If you are going to continue eating beef (or other red meats), limit your intake. Americans eat an average of 60 lbs of beef per year, 50 lbs of pork, yet almost no lamb or veal (+/- 2 lbs per year), which translates to 5 oz. of red meat per day - 20% more than we consumed 100 years ago. Chicken consumption has increased sixfold in the same period, which now matches beef consumption. If we aggregate all forms of animal protein intake, including fish and eggs, Americans consume over 230 lbs of animal protein per year, which translates to 10 oz. per day, which tops global lists. Developing nations, by contrast, consume just five percent of the meat that Americans do. 10 oz. of meat translates to 70g of beef protein, 80g of chicken protein, or 50-85g of fish protein, depending on the species. Ignoring the fact that we ingest protein from many others sources daily, the average American over-consumes protein, since the WHO recommends 0.36 g per lb of body weight, or 50-60g for a typical adult.
Regardless of whether or not you continue to consume meat - or how much, processed meat poses a major health threat, and is classified as a Group 1 carcinogen by the WHO. Harvard Medical School’s publishing arm warns Americans to avoid processed meats in general, citing a 42% increase in risk of heart disease, and a 19% increase in risk of diabetes, for each daily serving consumed. They conclude that “the best sources of protein are fish, beans, nuts and poultry."“
I, for one, follow their advice. You may want to, as well.

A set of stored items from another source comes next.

PR #1246, opened 2019-04-22
Make ASE memory management more like real FPGA pinned buffers.

michael-adler:
This can be valuable when managing pinning automatically, such as in MPF. For
normal simulation there is no visible difference.


michael-adler:
Tests pass: http://sw-pert.altera.com/pert/pert.php?test_run_id=3284712

PR #1248, opened 2019-04-26
Add C++ support for read-only pinned buffers.

michael-adler:


michael-adler:
@tswhison - now it's ready. Finally got the formatting right.

PR #1249, opened 2019-04-26
fpgad-vc: graceful shutdown models super-rsu flow

tswhison:
Update the method used to remove the device driver to that of super-rsu:
* Write 1 to the device's reset node.
* Write 1 to the remove node of the root bridge's child. (removes
all VC devices)

When rescanning,
* Write "on" to the power/control node of the root bridge's child.
* Write 1 to the rescan node of the root bridge's child.


tswhison:

PR #1254, opened 2019-05-07
fpgad-vc: don't write device reset node

tswhison:
Remove the code that was writing 1 to the root bridge device's
reset sysfsnode.
Fix the tripped sensor counter so that it correctly measures for
each device.
Remove extraneous cool down lock.


tswhison:

PR #1263, opened 2019-05-07
cherry-pick changes from feature/ase_plugin to feature/ase_plugin2 (#…

lzhan55:
…1252)

* ASE: adding ASE as a plugin.
* Lzhan55/ase plugin (#1236)
* Lzhan55/ase plugin2 (#1247)
* ASE: Added a libopae-c-ase.so to make ASE application backward compat… (#1250)

PR #1252, opened 2019-05-06
cherry-pick changes from feature/ase_plugin to feature/ase_plugin2

lzhan55:
* feature/ase_plugin2 was just branched off from master today
* cmake .. -DCPACK_GENERATOR=DEB && make package_deb passed

PR #1236, opened 2019-04-08
Lzhan55/ase plugin

lzhan55:
* Move the ase folder to libopae/plugin

PR #1265, opened 2019-05-07
Merge ASE feature branch feature/ase_plugin3 into master 

lzhan55:
…… (#1263)

* cherry-pick changes from feature/ase_plugin to feature/ase_plugin2 (#1252)

* ASE: adding ASE as a plugin.
* Lzhan55/ase plugin (#1236)
* Lzhan55/ase plugin2 (#1247)
* ASE: Added a libopae-c-ase.so to make ASE application backward compat… (#1250)

* Added back the missing ASE Makefile


libopae/plugins/ase/CMakeLists.txt
```diff
@@ -75,12 +75,17 @@ add_subdirectory(rtl)
...
-  ase_regress.sh)
+  ase_regress.sh
+  opae_ase.cfg)
 
 install(FILES ${EXTRA_ASE_FILES}
   DESTINATION ${ASE_INST_SHARE_DIR}
   COMPONENT aseextra)
 
+install(FILES opae_ase.cfg
+  DESTINATION $ENV{HOME}/.local/opae
```
nakulkorde: can this file not be installed in the home directory? is there a specific need for this file to be in the home directory? it creates problems when specifying file paths in the rpm specfile. @tswhison what do you think?

nakulkorde: I have updated the rpm specfile to incorporate the new changes but I wasn't able to get the home directory to be identified by the specfile.

tswhison: Ooh, I can see how the home directory would be problematic for the rpm spec file.  It's probably better that it go into /etc/opae for that reason alone.

michael-adler: It's installed in <install root>/share/opae/ase/ too. Is that sufficient and you can skip both .local and /etc?

michael-adler:
Sigh. It appears that gcc 4.5 and later don't work with our new libopae-c-ase strategy. They changed the default in the linker to -no-copy-dt-needed-entries, which causes links against just libopae-c-ase to fail because the functions now in libopae-c are not found. You can try this yourself using a simple example, like samples/tutorial/01_hello_world/sw in intel-fpga-bbb. With gcc 4.5 and later, the cci_hello_ase link fails. If you change the link step, instead, to:

`gcc -o cci_hello_ase obj/cci_hello.o -z noexecstack -z relro -z now -pie -luuid -Wl,-copy-dt-needed-entries -lopae-c-ase`

it works fine. Unfortunately, the whole point of this effort was to be transparent, so forcing a change in linker flags or library lists would defeat the purpose.

The only solution I can think if, so far, is to build libopae-c-ase from the same sources as libopae-c, adding the thunk you have now that puts the run in ASE mode. You would then remove the dependence of libopae-c-ase on libopae-c. It isn't ideal, but it would be easy to do and it would work.

Any better ideas?

libopae/plugins/ase/CMakeLists.txt
lzhan55: Sure, I will remove it from $HOME.

lzhan55:
@michael-adler Agree with you.

michael-adler:
@deepakcu84 - Have you tried this branch on DCP regressions?

deepakcu84:
well, sorry no. I'll try it.

michael-adler:
You should wait until tracy fixes the problem I noted this morning, described above.

deepakcu84:
Got it. Sorry, I wasn't paying attention.

tswhison:
The coverage number decreased a bit.  Could you add some unit tests for find_ase_cfg( ) and the new init code?

lzhan55:
@tswhison Will add unit tests for that.

michael-adler:
@deepakcu84 - I think it's a good time to test now.

michael-adler:
What’s the plan for this merge? It is starting to get in the way of other changes.

lzhan55:
@michael-adler Amir will take over the ASE work. It could not be merged into master because DCP regression tests have not been run yet. Deepak is working on running the DCP regression tests.

lzhan55:
@michael-adler Thanks for running the DCP regression tests! It is great to see that the DCP regression tests passed with ASE plugins changes.

@nakulkorde Was Amir added as ASE code owner? If yes, Amir could approve the pull requests as ASE owner.

deepakcu84:
Thank you Michael.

The bottom line? If you care about the environment, but not your body, there’s astounding evidence about Big Beef’s enormous negative impact on the Earth, and many of the primary resources that support our continued existence: water, air quality, a climate in balance and arable land. If you care about your body, but not the environment, then you should replace beef with foods that support your health without unduly increasing your risk of cancer, heart disease, diabetes and other life-threatening modern maladies. And if you care about both your short-term health (body) and long-term health (planet), then we hope you now have a pretty clear idea what you can do to improve both.